Vorsana

Flue Gas Desulfurization (FGD)

Coal contains some sulfur, which becomes sulfur dioxide (SO₂) and sulfur trioxide (SO₃) when the coal is burned to produce electric power. Collectively, these sulfur compounds are known as SOx. About 95% of SOx is sulfur dioxide.

Although sulfur dioxide is only a tiny fraction of the volume of flue gas (very much less than 1%), flue gas desulfurization by scrubbing is necessary because SOx combines with water in the atmosphere to form sulfuric acid, which falls as acid rain. Acid rain has devastated forests and oceans, leading to very strict emission controls (in developed, responsible countries).

Scrubbers remove sulfur dioxide by contacting the dispersed SO₂ molecules with a sorbent (lime or limestone). A chemical reaction captures the sulfur in the form of a harmless solid, which becomes the filler in wallboard, called gypsum. Wet scrubbing injects a sorbent solution; dry scrubbing injects a sorbent powder. Mixing to cause contact of the sorbent with the target molecules is typically done by spraying, flow through a packed bed, or blasting the sorbent into the gas through a nozzle (e.g. Venturi). See the excellent Wikipedia article on flue gas desulfurization.
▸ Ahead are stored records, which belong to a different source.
PR #2, opened 2021-01-20
Inclusion of custom dt overlay into RCU image

HatsyRei:
The apalis-imx8x_smartrack_overlay.dts enables i2c buses and muxes certain pins to GPIO. Using a customized device-tree-overlays_git.bb (which shadows the one provided in meta-toradex-nxp), this overlay is installed into the RCU image bootfs partition. The customized apalis-imx8x.conf file in meta-smartrack/conf/machine then instructs overlay.txt file in the bootfs partition to point to our overlay.

### DIFF
--- a/conf/machine/apalis-imx8x.conf
+++ b/conf/machine/apalis-imx8x.conf
@@ -1,0 +1,73 @@
+#@TYPE: Machine
+#@NAME: Toradex Apalis iMX8X
+#@DESCRIPTION: Toradex Apalis iMX8X powered by a i.MX 8X SoC
+#@MAINTAINER: Philippe Schenker <philippe.schenker@toradex.com>
+
+MACHINE_NAME = "Apalis-iMX8X"
+
+# for C0 silicon add mx8qxpc0 to the right of mx8qxp
+SILICON-OVERRIDES ?= "mx8qxpc0:"
+MACHINEOVERRIDES =. "mx8:mx8x:mx8qxp:${SILICON-OVERRIDES}"
+
+IMX_DEFAULT_BSP = "nxp"
+
+require conf/machine/include/imx-base.inc
+# if one wants cortexa35-crypto, set DEFAULTTUNE accordingly
+DEFAULTTUNE_mx8qxp = "aarch64"
+require conf/machine/include/tune-cortexa35.inc
+
+# Don't include kernels in standard images
+RDEPENDS_${KERNEL_PACKAGE_NAME}-base = ""
+
+LOADADDR = ""
+
+# we do not want to have getty running on tty1 as we run
+# auto-serial-console there
+USE_VT = "0"
+
+KERNEL_DEVICETREE = " \
+    freescale/imx8qxp-apalis-eval.dtb \
+"
+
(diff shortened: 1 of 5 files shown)


conf/machine/apalis-imx8x.conf
```diff
@@ -0,0 +1,73 @@
+#@TYPE: Machine
```
karhin1990, line 1: As per what we talked offline, it would be better to define a "machine" for smart-racks as we create our own carrier board.

conf/machine/apalis-imx8x.conf
```diff
@@ -0,0 +1,73 @@
...
+IMAGE_FSTYPES += "teziimg"
+
+# The imx-boot container takes care for the i.MX 8 offset, so the container
+# has to be flashed at offset 0 directly
+UBOOT_BINARY_TEZI_EMMC = "imx-boot"
+OFFSET_BOOTROM_PAYLOAD = "0"
+
+TEZI_EXTERNAL_KERNEL_DEVICETREE_BOOT = "apalis-imx8x_smartrack_overlay.dtbo"
+
+TORADEX_PRODUCT_IDS = "0046 0053 0054 2600"
```
karhin1990, line 73: This seems to used in the original .conf file to specify which dtb to use for each product. Do we need to retain that id<->dtb mapping?

recipes-kernel/linux/device-tree-overlays_git.bb
```diff
@@ -0,0 +1,20 @@
+SUMMARY = "SmartRack device tree overlays"
+DESCRIPTION = "SmartRack device tree overlays from within the layer."
+
+SRC_URI = "file://apalis-imx8x_smartrack_overlay.dts file://template_overlay.dts"
+
+inherit devicetree
+
+S = "${WORKDIR}"
+
+COMPATIBLE_MACHINE = ".*(mx[678]).*"
```
karhin1990, line 10: we should restrict it to only compatible with our smart-rack machine, because the overlay was customized for smart-rack carrier board

HatsyRei:
Closing PR for now, will make a new one once the custom machine is complete and the kernel custom defconfig part is fixed.

karhin1990 (commented):
Just notice you are closing the review when I about to post by comment.

conf/machine/apalis-imx8x.conf
HatsyRei: Yeah... I wasn't sure what it actually meant by product ID here. I initially thought it was the product serial number, but what you said made better sense. I'll try dropping it and see if it causes any issues.

Update: Dropping it did cause issues. In [image_type_tezi.bbclass](http://git.toradex.com/cgit/meta-toradex-bsp-common.git/tree/classes/image_type_tezi.bbclass?h=dunfell-5.x.y), having an absent product ID causes a bbfatal to be called. I also missed out 4 lines below the product id declaration (the id to dtb assignment) from the original .conf file, but no error was reported because that was used for to write dtb to raw nand. Since the Apalis iMX8X comes with eMMC, it did not report any issues.

PR #3, opened 2021-01-25
Merging latest changes into base

HatsyRei:
Changes include:
 - Using .cfg file for kernel customization instead of custom defconfig
 - Device tree overlay application to base RCU image
 - Renaming of "Smart Rack" to "Smart Racks" for all mentioned instances
 -  Machine customization from "apalis-imx8x" to "apalis-imx8x-smartracks"


conf/machine/apalis-imx8x-smartracks.conf
```diff
@@ -0,0 +1,73 @@
+#@TYPE: Machine
+#@NAME: Toradex Apalis iMX8X
+#@DESCRIPTION: Toradex Apalis iMX8X powered by a i.MX 8X SoC
+#@MAINTAINER: Philippe Schenker <philippe.schenker@toradex.com>
+
+MACHINE_NAME = "Apalis-iMX8X"
```
karhin1990: I thought we gonna define a new MACHINE_NAME?

recipes-kernel/linux/linux-toradex_5.%.bbappend
```diff
@@ -1,3 +1,3 @@
 FILESEXTRAPATHS_prepend := "${THISDIR}/files:"
 
-SRC_URI += "file://defconfig"
+SRC_URI += "file://smartracks.cfg"
```
karhin1990: Can you add a comment here stating this cfg will be applied on which defconfig? Mainly for educational/documentation purpose and ease future development

Example: "This cfg file will be applied on top of the default Apalis iMX8X defconfig, which specified in meta-toradex-nxp/recipes-kernel/linux/linux-toradex_<version>.bb"

conf/machine/apalis-imx8x-smartracks.conf
```diff
@@ -0,0 +1,73 @@
...
+IMAGE_FSTYPES += "teziimg"
+
+# The imx-boot container takes care for the i.MX 8 offset, so the container
+# has to be flashed at offset 0 directly
+UBOOT_BINARY_TEZI_EMMC = "imx-boot"
+OFFSET_BOOTROM_PAYLOAD = "0"
+
+TEZI_EXTERNAL_KERNEL_DEVICETREE_BOOT = "smartracks_overlay.dtbo"
+
+TORADEX_PRODUCT_IDS = "0046 0053 0054 2600"
```
karhin1990, line 73: Should we still keep this line? I can't really find from web about its usage though..

recipes-core/hello/hello.bb
```diff
@@ -7,8 +7,10 @@ inherit systemd
 SYSTEMD_AUTO_ENABLE = "enable"
 SYSTEMD_SERVICE_${PN} = "hello.service"
 
-SRCREV = "${AUTOREV}"
+# TODO: Alter SRC_URI location once rcu-service repo is moved to either AzDO or GitHub/NI
 SRC_URI = "git://github.com/NI-SmartRack/rcu-service.git;branch=main"
```
karhin1990: Since we have moved to github/ni organization, I think you can update it now

recipes-core/hello/hello.bb
```diff
@@ -7,8 +7,10 @@ inherit systemd
...
+SRCREV = "${AUTOREV}"
```
karhin1990: Can you add a TODO comment here to indicate that we will not be using AUTOREV once User Story 1240399 is completed.

recipes-core/hello/hello.bb
```diff
@@ -7,8 +7,10 @@ inherit systemd
 SYSTEMD_AUTO_ENABLE = "enable"
 SYSTEMD_SERVICE_${PN} = "hello.service"
```
karhin1990: We shall update the name of this file to rcu-service_<version>.bb. Also, line 1 and 2 of this file need to update as well

recipes-core/hello/hello.bb
```diff
@@ -7,8 +7,10 @@ inherit systemd
...
```
karhin1990: service name has to update

recipes-core/hello/hello.bb
```diff
@@ -7,8 +7,10 @@ inherit systemd
...
 
-SRCREV = "${AUTOREV}"
+# TODO: Alter SRC_URI location once rcu-service repo is moved to either AzDO or GitHub/NI
 SRC_URI = "git://github.com/NI-SmartRack/rcu-service.git;branch=main"
+SRCREV = "${AUTOREV}"
+
 FILES_${PN} += "${systemd_unitdir}/system/hello.service"
```
karhin1990: service name has to update

recipes-kernel/linux/linux-toradex_5.%.bbappend
```diff
@@ -1,3 +1,3 @@
 FILESEXTRAPATHS_prepend := "${THISDIR}/files:"
```
karhin1990: Any reason to use wildcard (%) in the filename? Shall we name this file as linux-toradex-5.4-2.1.x.bbappend instead?

conf/machine/apalis-imx8x-smartracks.conf
```diff
@@ -0,0 +1,73 @@
...
+RDEPENDS_${KERNEL_PACKAGE_NAME}-base = ""
+
+LOADADDR = ""
+
+# we do not want to have getty running on tty1 as we run
+# auto-serial-console there
+USE_VT = "0"
+
+KERNEL_DEVICETREE = " \
+    freescale/imx8qxp-apalis-eval.dtb \
```
karhin1990, line 29: Hmm.. it seems odd that smart-racks machine is using apalis evaluation board's device tree.. I learnt that we use overlay to *transform* apalis eval board to our carrier board, but not sure is it really the right practice. 
TMK overlay is mainly to alter (enable/disable) certain functionality of a specific board - meaning we will have a dedicated dtb for a specific board, and only use overlay if we want to tweak certain functionalities/small portion of the board. Thoughts?

recipes-kernel/linux/files/template_overlay.dts
```diff
@@ -0,0 +1,6 @@
+/dts-v1/;
```
karhin1990, line 1: what is the usage of this file?

recipes-kernel/linux/files/smartracks_overlay.dts
```diff
@@ -0,0 +1,173 @@
...
+            #address-cells = <1>;
+            #size-cells = <0>;
+            pinctrl-names = "default";
+            pinctrl-0 = <&pinctrl_lpi2c5>;
+            clock-frequency = <100000>;
+            status = "okay";
+        };
+    };
+
+    /* Enable interrupt parent for i2c_mipi_csi0 */
```
karhin1990, line 173: Would be good to have such comment on each fragments listed in this file, to ease the reader to understand what each fragment is trying to do.

karhin1990 (changes requested):

conf/machine/apalis-imx8x-smartracks.conf
HatsyRei: In [image_type_tezi.bbclass](http://git.toradex.com/cgit/meta-toradex-bsp-common.git/tree/classes/image_type_tezi.bbclass), around line 286, bb.fatal is called in case no product ID is found, so while we don't really use this to write any dtb to raw nand, the product ID still has to be specified.

conf/machine/apalis-imx8x-smartracks.conf
HatsyRei: Yep. Seems like I overlooked this one. Managed to change this in my previous build and it worked without issues.

recipes-kernel/linux/files/template_overlay.dts
HatsyRei: Originally added to facilitate adding new overlays in case we plan on writing any. My plan was to separate overlays used to enable i2c buses and other overlays (such as ones to alter ethernet, change SD/MMC pins) but seems like it may be less relevant now.

conf/machine/apalis-imx8x-smartracks.conf
karhin1990: Ah I see. Alright I will mark this comment as Resolved

recipes-kernel/linux/files/template_overlay.dts
karhin1990: Oh I see. I'm fine if you prefer to keep it, just make sure there is comment to describe the file usage then I'm good.

conf/machine/apalis-imx8x-smartracks.conf
HatsyRei: You are correct. By right, if we are creating a new board for the Apalis-iMX8X, we should create a new board level device tree. It would be structurally similar to the [eval board device tree](https://git.toradex.com/cgit/linux-toradex.git/tree/arch/arm64/boot/dts/freescale/imx8qxp-apalis-eval.dts?h=toradex_5.4-2.1.x-imx), which includes the [imx8qxp-apalis.dtsi](https://git.toradex.com/cgit/linux-toradex.git/tree/arch/arm64/boot/dts/freescale/imx8qxp-apalis.dtsi?h=toradex_5.4-2.1.x-imx) containing SOM level declarations. However, the issue is that some I2C and GPIO pin configurations we need to customize according to our custom board pinout design is declared in this SOM level device tree (under the iomuxc node) and not the board level device tree. For this use case,  most Toradex documentation suggests using overlays while leaving the board level device tree intact. 

I think we will eventually create our own board level device tree to replace the eval board device tree, though in the meantime we probably will continue to use the overlay for pinmuxing while we figure out how to do that.

karhin1990: Thanks for explaining, Yan Huan. In this case, can you help to create a "Technical Debt" work item under "Project Groundwork" feature in AzDO to track it? I agree with you that we can revisit this later.

recipes-core/rcu-service/rcu-service_.bb
```diff
@@ -0,0 +1,29 @@
...
+S = "${WORKDIR}/git"
+TARGET_CC_ARCH += "${LDFLAGS}"
+
+do_compile() {
+         ${CXX} rcu-service.cpp -o rcu-service
+}
+
+do_install() {
+         install -d ${D}${bindir}
+         install -m 0755 hello ${D}${bindir}
```
karhin1990: binary name not updated

recipes-core/rcu-service/rcu-service_.bb
```diff
@@ -0,0 +1,29 @@
+SUMMARY = "RCU Service"
```
karhin1990: come to think of it, seems like we need include the version in the recipe filename, else we will have no way to know what is version of "rcu-service" is currently installed into the image

karhin1990 (changes requested):
Last 2 comments then we are good to go~

recipes-core/rcu-service/rcu-service_.bb
HatsyRei: Added version number 1.0 to the recipe for now.

karhin1990 (approved):
Great work!

PR #5, opened 2021-02-08
Update rcu-service_1.0.bb

tanchunhau:
make it ready for build by using externalsrc  (in azure pipeline)

### DIFF
--- a/recipes-core/rcu-service/rcu-service_1.0.bb
+++ b/recipes-core/rcu-service/rcu-service_1.0.bb
@@ -9,8 +9,7 @@ SYSTEMD_SERVICE_${PN} = "rcu-service.service"
 
 SRC_URI = "git://github.com/ni/rcu-service.git;branch=main"
 
-# TODO: AUTOREV will no longer be used once User Story 1240399 is completed
-# https://dev.azure.com/ni/DevCentral/_workitems/edit/1240399/
+# TODO: Assign to a fixed revision after release
 SRCREV = "${AUTOREV}"
 
 FILES_${PN} += "${systemd_unitdir}/system/rcu-service.service"
@@ -18,12 +17,12 @@ S = "${WORKDIR}/git"
 TARGET_CC_ARCH += "${LDFLAGS}"
 
 do_compile() {
-         ${CXX} rcu-service.cpp -o rcu-service
+         ${CXX} ${S}/rcu-service.cpp -o rcu-service
 }
 
 do_install() {
          install -d ${D}${bindir}
          install -m 0755 rcu-service ${D}${bindir}
          install -d ${D}/${systemd_unitdir}/system
-         install -m 0644 ${WORKDIR}/git/rcu-service.service ${D}/${systemd_unitdir}/system
+         install -m 0644 ${S}/rcu-service.service ${D}/${systemd_unitdir}/system
 }
--- a/recipes-core/rcu-service/rcu-service_1.0.bb
+++ b/recipes-core/rcu-service/rcu-service_1.0.bb
@@ -7,6 +7,8 @@ inherit systemd
 SYSTEMD_AUTO_ENABLE = "enable"
 SYSTEMD_SERVICE_${PN} = "rcu-service.service"
 
+# TODO: Point to release branch when it is ready.
+# If EXTERNAL_SRC was specified, it will take precedence of SRC_URI and SRC_REV
 SRC_URI = "git://github.com/ni/rcu-service.git;branch=main"
 
 # TODO: Assign to a fixed revision after release


HatsyRei (approved):

recipes-core/rcu-service/rcu-service_1.0.bb
```diff
@@ -9,21 +9,20 @@ SYSTEMD_SERVICE_${PN} = "rcu-service.service"
 
 SRC_URI = "git://github.com/ni/rcu-service.git;branch=main"
```
karhin1990, line 12: Can you help to add a TODO here saying: "TODO: Point to release branch when it is ready", and also a comment of "If EXTERNAL_SRC was specified, it will take precedence of SRC_URI and SRC_REV"

recipes-core/rcu-service/rcu-service_1.0.bb
```diff
@@ -9,21 +9,20 @@ SYSTEMD_SERVICE_${PN} = "rcu-service.service"
...
+# TODO: Assign to a fixed revision after release
 SRCREV = "${AUTOREV}"
 
 FILES_${PN} += "${systemd_unitdir}/system/rcu-service.service"
 S = "${WORKDIR}/git"
 TARGET_CC_ARCH += "${LDFLAGS}"
 
 do_compile() {
-         ${CXX} rcu-service.cpp -o rcu-service
+         ${CXX} ${S}/rcu-service.cpp -o rcu-service
```
karhin1990, line 22: Just curious, why previously it can compile without specifying ${s} ? Any reason we want to make this change?

recipes-core/rcu-service/rcu-service_1.0.bb
```diff
@@ -9,21 +9,20 @@ SYSTEMD_SERVICE_${PN} = "rcu-service.service"
...
 }
 
 do_install() {
          install -d ${D}${bindir}
          install -m 0755 rcu-service ${D}${bindir}
          install -d ${D}/${systemd_unitdir}/system
-         install -m 0644 ${WORKDIR}/git/rcu-service.service ${D}/${systemd_unitdir}/system
+         install -m 0644 ${S}/rcu-service.service ${D}/${systemd_unitdir}/system
```
karhin1990, line 29: If we are using EXTERNAL_SRC, ${S} will be undefined (as your pipeline will comment it out).  Will it cause this line to fail?

tanchunhau: ${S} (source files) and ${B} (build artifacts) is already predefined. 
visit this link :
https://www.yoctoproject.org/docs/1.8/ref-manual/ref-manual.html
search for :
5.7.3. Kernel Build Changes

recipes-core/rcu-service/rcu-service_1.0.bb
tanchunhau: without specifying is relative directory, it will fail for externalsrc compilation.
Here I make it absolute path, since the ${S} is dynamically assign in local build & pipeline build. It pass for both cases.

recipes-core/rcu-service/rcu-service_1.0.bb
karhin1990: What would be the default value for ${S}? I didn't manage to find it from the section 5.7.3 you linked.

recipes-core/rcu-service/rcu-service_1.0.bb
karhin1990: Nice. Thanks for explaining!

recipes-core/rcu-service/rcu-service_1.0.bb
tanchunhau: source files directory

karhin1990: I means the value of it. When we commented out S = "${WORKDIR}/git", and define EXTERNAL_SRC in local.conf, what will ${S} interpreted to?

HatsyRei: From the documentation on externalsrc in section 6.33, seems like the S variable is set by EXTERNAL_SRC. If I interpret it correctly, it means when we define the external source in local.conf, ${S} will give the same thing as ${EXTERNAL_SRC}.

https://www.yoctoproject.org/docs/latest/ref-manual/ref-manual.html#ref-classes-externalsrc

I'm not too sure, but looking at "s_dir", the linkage should happen around line 137 and 195 in externalsrc.bbclass here:
https://github.com/openembedded/openembedded-core/blob/master/meta/classes/externalsrc.bbclass

tanchunhau: when using externalsrc, the {S} = to externalsrc directory.

when not using externalsrc: (it will at the temp place. (checkout at temporary place))

{workdir} = .../build/tmp/work/(aarch64-tdx-linux)/rcu-service/1.0-r0
{S} = .../build/tmp/work/(aarch64-tdx-linux)/rcu-service/1.0-r0/rcu-service-1.0

recipes-core/rcu-service/rcu-service_1.0.bb
tanchunhau: ok

recipes-core/rcu-service/rcu-service_1.0.bb
karhin1990: Cool. Thanks guys!

karhin1990 (approved):
Good work!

Removal efficiency for wet SOx scrubbing ranges from 50 - 98%. The price paid for high removal efficiency is a large volume of dilute wastewater containing sulfuric acid and requiring storage and treatment with a consequent waste of space and resources. A lagoon of toxic wastewater is not a welcome neighbor anywhere. Dry SOx scrubbers have a lower removal efficiency, <80%, but do not create a wastewater problem. Low concentration of SOx in a high volume of nitrogen means that a large amount of scrubbing solution must be injected in order to contact enough of the sparse scrubbing targets to achieve satisfactory removal efficiency.

Good mixing (high turbulence) improves collection efficiency and reduces the amount of sorbent that needs to be injected. Extracting the carbon dioxide, which is a reaction product and might cause a backward reaction, keeps the sorbent reaction going forward. Extraction of the nitrogen in flue gas (which is approximately 75% of the volume) would greatly improve collection efficiency by improving the contact of sorbent with sulfur dioxide, but there is presently no known way to extract the nitrogen ballast.

Sulfur trioxide becomes sulfuric acid mist in the smokestack and in the wastewater from wet scrubbing of flue gas. Removing sulfur trioxide from flue gas before this can happen is very difficult.

At Vorsana, we have a way to extract the nitrogen ballast so as to concentrate the scrubbing targets and reduce the volume of scrubbing wastewater. In the same device, very highly turbulent scrubbing improves contact, and carbon dioxide is extracted from the reaction zone continuously, driving the forward sorbent reaction. Suspended solids are dynamically thickened into a sludge.